- Your instructions
Read the entries below and pull out each line with the string "similar".

- Given records
PR #274, opened 2023-11-13
Fix type stability and allow JacVec to be non-square jacobians

avik-pal:


avik-pal:
@ChrisRackauckas the failure is because, we did not throw a warning before. The main change here is that if someone passes `p` and `t`, the general expectation should be that the function also accepts those as arguments. In the previous implementation, we dropped `p` and `t` after taking them as inputs, so I am giving a warning that the input function doesn't accept them as inputs

ChrisRackauckas:
That's fine, we should just make sure we fix downstream before merging so that way it's ready.

PR #276, opened 2023-11-29
Non allocating versions for StaticArrays

avik-pal:


src/highlevel/finite_diff.jl
```diff
@@ -10,6 +10,7 @@ __getfield(c::FiniteDiffJacobianCache, ::Val{:jac_prototype}) = c.jac_prototype
 
 function sparse_jacobian_cache(fd::Union{AutoSparseFiniteDiff, AutoFiniteDiff},
         sd::AbstractMaybeSparsityDetection, f::F, x; fx = nothing) where {F}
+    x = __make_mutable(x) # FiniteDiff is bad at handling immutables
```
ChrisRackauckas, line 13: how so? What is wrong with those dispatches?

avik-pal: I fixed it without this. Ig the assumption there is if `J` is mutable, `x` is implicitly assumed to be mutable in FiniteDiff, which is a reasonable assumption.

avik-pal:
The NonlinearSolve failures are fine here, it wasn't handling StaticArrays correctly in the first place, once the new PR is in, the failures should be patched.

PR #277, opened 2023-12-12
Path to use FiniteDiff for ApproximateSparsityDetection

avik-pal:


src/highlevel/coloring.jl
```diff
@@ -34,28 +34,70 @@ end
...
     J = fill!(similar(fx, length(fx), length(x)), 0)
+    J_cache = similar(J)
+    x_ = similar(x)
     for _ in 1:ntrials
-        x_ = similar(x)
         randn!(rng, x_)
-        J .+= abs.(ForwardDiff.jacobian(f!, fx, x_, cfg))
+        FiniteDiff.finite_difference_jacobian!(J_cache, f!, x_, cache)
+        @. J += abs(J_cache)
     end
```
ChrisRackauckas, line 101: Won't you want to threshold for numerical errors?

avik-pal: What would be a good threshold? `eps` is probably too small to be meaningful?

ChrisRackauckas (approved):

PR #282, opened 2024-01-16
Fix master

avik-pal:


src/differentiation/vecjac_products.jl
```diff
@@ -22,10 +22,11 @@ function num_vecjac(f::F, x, v, f0 = nothing) where {F}
     # Should it be min? max? mean?
     ϵ = sqrt(eps(real(T))) * max(one(real(T)), abs(norm(x)))
     du = similar(x)
-    cache = copy(x)
+    cache = similar(x)
+    copyto!(cache, x)
```
ChrisRackauckas, line 26: This dispatch isn't staticarray friendly anymore. We should make it use out of place `ArrayInterface.setindex`

avik-pal: I did the change because `copy(x)` might not be mutable but `similar(x)` is supposed to create a mutable version, right?

ChrisRackauckas: That's why I'm saying we should use the out of place `setindex` instead of `Base.setindex!` so that it doesn't require mutation.

avik-pal: Ah okay. Let me do that.

ChrisRackauckas: allowed_setindex so it supports GPU

avik-pal: `setindex` will still trigger a scalar indexing in that case right?

PR #290, opened 2024-04-16
Don't use custom tags

avik-pal:
I don't remember why we used them in the first place, but it causes tag ordering issues for higher order AD.


avik-pal:
cc @ChrisRackauckas

ChrisRackauckas (approved):

avik-pal:
@ChrisRackauckas you need to merge.

PR #60, opened 2017-08-10
add clippy

spacejam:
I've added the clippy tool, which will now cause build errors when it's not happy. Clippy will run with `cargo test` but not `cargo build`.


spacejam:
basic changes:
* tweak .travis.yml to conditionally use clippy, and use cache
* address tons of little clippy lints
* improve documentation for the crate, in `src/lib.rs`

PR #63, opened 2017-08-11
add a macro for making configuration options slightly less error-prone

spacejam:


src/config.rs
```diff
@@ -37,188 +39,55 @@ impl Default for Config {
...
-    pub fn cache_capacity(&self, cache_capacity: usize) -> Config {
-        let mut ret = self.clone();
-        ret.cache_capacity = cache_capacity;
-        ret
-    }
+macro_rules! builder {
+    ($(($name:ident, $get:ident, $set:ident, $t:ty, $desc:expr)),*) => {
+        $(
+            #[doc="Get "]
+            #[doc=$desc]
```
spacejam: the macro system is sort of black magic, and pretty annoying, but in cases like this it can reduce tedium significantly.

src/config.rs
```diff
@@ -37,188 +39,55 @@ impl Default for Config {
...
+            }
 
-    /// Builder, set whether the system compresses data written to
-    /// secondary storage with the zstd algorithm.
-    pub fn use_compression(&self, use_compression: bool) -> Config {
-        let mut ret = self.clone();
-        ret.use_compression = use_compression;
-        ret
+            #[doc="Builder, set "]
+            #[doc=$desc]
```
spacejam: I have 2 `doc` attributes because I don't know of a way to concatenate things like this in a macro.

src/config.rs
```diff
@@ -37,188 +39,55 @@ impl Default for Config {
...
-    }
-
-    /// Builder, set the cache capacity in bytes.
-    pub fn cache_capacity(&self, cache_capacity: usize) -> Config {
-        let mut ret = self.clone();
-        ret.cache_capacity = cache_capacity;
-        ret
-    }
+macro_rules! builder {
+    ($(($name:ident, $get:ident, $set:ident, $t:ty, $desc:expr)),*) => {
```
spacejam: this like basically expands to meaning: "there will be groups of 5 things (3 identifiers, 1 type name, and an expression) within sets of parentheses, and after the parentheses, there will be a comma if there is another group afterward"

the `$(a)b*` pattern means, `a` may be repeated, separated by `b`. in this case.

src/config.rs
```diff
@@ -37,188 +39,55 @@ impl Default for Config {
...
+        $(
```
spacejam: this beginning `$(` in the macro body means that this is the section that will be repeated for each match above

src/config.rs
```diff
@@ -37,188 +39,55 @@ impl Default for Config {
...
-        ret.use_compression = use_compression;
-        ret
+            #[doc="Builder, set "]
+            #[doc=$desc]
+            pub fn $name(&self, to: $t) -> Config {
+                let mut ret = self.clone();
+                ret.$name = to;
+                ret
+            }
+        )*
```
spacejam: this `)*` means the repeated block will end here

spacejam: it's also possible to add a custom separator before the `*` if necessary, but it's not here

src/config.rs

- The completed task
     J = fill!(similar(fx, length(fx), length(x)), 0)
+    J_cache = similar(J)
+    x_ = similar(x)
-        x_ = similar(x)
     du = similar(x)
+    cache = similar(x)
avik-pal: I did the change because `copy(x)` might not be mutable but `similar(x)` is supposed to create a mutable version, right?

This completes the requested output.